The input:

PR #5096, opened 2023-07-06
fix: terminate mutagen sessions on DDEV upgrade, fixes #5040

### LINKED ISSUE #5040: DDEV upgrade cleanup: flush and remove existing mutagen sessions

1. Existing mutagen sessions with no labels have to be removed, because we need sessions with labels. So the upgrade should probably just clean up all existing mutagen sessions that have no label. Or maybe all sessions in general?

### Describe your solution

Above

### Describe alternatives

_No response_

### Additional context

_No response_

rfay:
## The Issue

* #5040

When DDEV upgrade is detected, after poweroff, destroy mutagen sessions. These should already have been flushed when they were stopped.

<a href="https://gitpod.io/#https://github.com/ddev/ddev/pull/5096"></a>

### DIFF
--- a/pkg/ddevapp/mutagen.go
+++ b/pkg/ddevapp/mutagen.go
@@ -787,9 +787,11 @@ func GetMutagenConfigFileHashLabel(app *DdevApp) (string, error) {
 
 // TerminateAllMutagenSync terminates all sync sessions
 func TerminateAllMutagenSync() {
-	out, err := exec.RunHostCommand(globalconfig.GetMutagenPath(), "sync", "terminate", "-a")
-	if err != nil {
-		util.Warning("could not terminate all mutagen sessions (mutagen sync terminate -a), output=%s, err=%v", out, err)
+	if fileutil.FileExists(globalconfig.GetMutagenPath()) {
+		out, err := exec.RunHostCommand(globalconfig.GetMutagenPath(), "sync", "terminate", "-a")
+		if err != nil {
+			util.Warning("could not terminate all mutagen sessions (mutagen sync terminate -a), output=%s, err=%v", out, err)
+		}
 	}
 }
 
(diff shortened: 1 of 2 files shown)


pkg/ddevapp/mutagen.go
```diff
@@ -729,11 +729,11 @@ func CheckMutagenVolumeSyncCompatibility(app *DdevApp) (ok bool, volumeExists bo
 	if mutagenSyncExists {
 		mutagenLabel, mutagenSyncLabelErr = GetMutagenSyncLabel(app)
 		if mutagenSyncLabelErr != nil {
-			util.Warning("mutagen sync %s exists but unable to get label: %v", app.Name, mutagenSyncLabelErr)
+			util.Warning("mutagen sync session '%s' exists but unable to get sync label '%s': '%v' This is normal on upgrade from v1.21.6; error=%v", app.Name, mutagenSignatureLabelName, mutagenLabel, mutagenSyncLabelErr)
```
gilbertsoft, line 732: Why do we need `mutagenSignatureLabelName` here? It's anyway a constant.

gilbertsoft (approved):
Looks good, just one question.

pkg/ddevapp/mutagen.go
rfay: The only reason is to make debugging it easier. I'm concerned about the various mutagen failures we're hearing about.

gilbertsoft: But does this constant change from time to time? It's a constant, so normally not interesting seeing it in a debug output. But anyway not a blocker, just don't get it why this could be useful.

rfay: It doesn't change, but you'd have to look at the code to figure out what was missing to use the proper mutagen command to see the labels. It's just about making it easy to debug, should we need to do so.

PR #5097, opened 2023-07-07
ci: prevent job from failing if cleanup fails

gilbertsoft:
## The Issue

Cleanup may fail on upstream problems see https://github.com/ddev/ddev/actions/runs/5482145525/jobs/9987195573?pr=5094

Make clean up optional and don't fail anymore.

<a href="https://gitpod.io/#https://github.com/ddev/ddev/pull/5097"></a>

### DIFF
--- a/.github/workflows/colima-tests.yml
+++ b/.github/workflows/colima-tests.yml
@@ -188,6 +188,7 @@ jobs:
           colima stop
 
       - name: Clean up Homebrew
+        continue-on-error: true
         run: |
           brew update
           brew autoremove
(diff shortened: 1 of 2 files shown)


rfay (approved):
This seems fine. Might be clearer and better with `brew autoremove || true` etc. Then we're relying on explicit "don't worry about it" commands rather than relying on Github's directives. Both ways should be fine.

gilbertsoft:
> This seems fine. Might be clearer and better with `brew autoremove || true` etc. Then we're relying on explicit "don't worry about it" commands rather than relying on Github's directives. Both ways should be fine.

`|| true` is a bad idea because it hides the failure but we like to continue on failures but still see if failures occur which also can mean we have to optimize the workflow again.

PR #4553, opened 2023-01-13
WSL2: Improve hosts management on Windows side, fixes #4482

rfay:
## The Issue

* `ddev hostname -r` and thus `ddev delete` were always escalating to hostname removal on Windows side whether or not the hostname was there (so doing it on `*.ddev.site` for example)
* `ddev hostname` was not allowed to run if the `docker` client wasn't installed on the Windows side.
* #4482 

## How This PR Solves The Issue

Exercise requirements:
In the records above, find every line with the word "jobs" and copy it.

Answer below:
Cleanup may fail on upstream problems see https://github.com/ddev/ddev/actions/runs/5482145525/jobs/9987195573?pr=5094
@@ -188,6 +188,7 @@ jobs:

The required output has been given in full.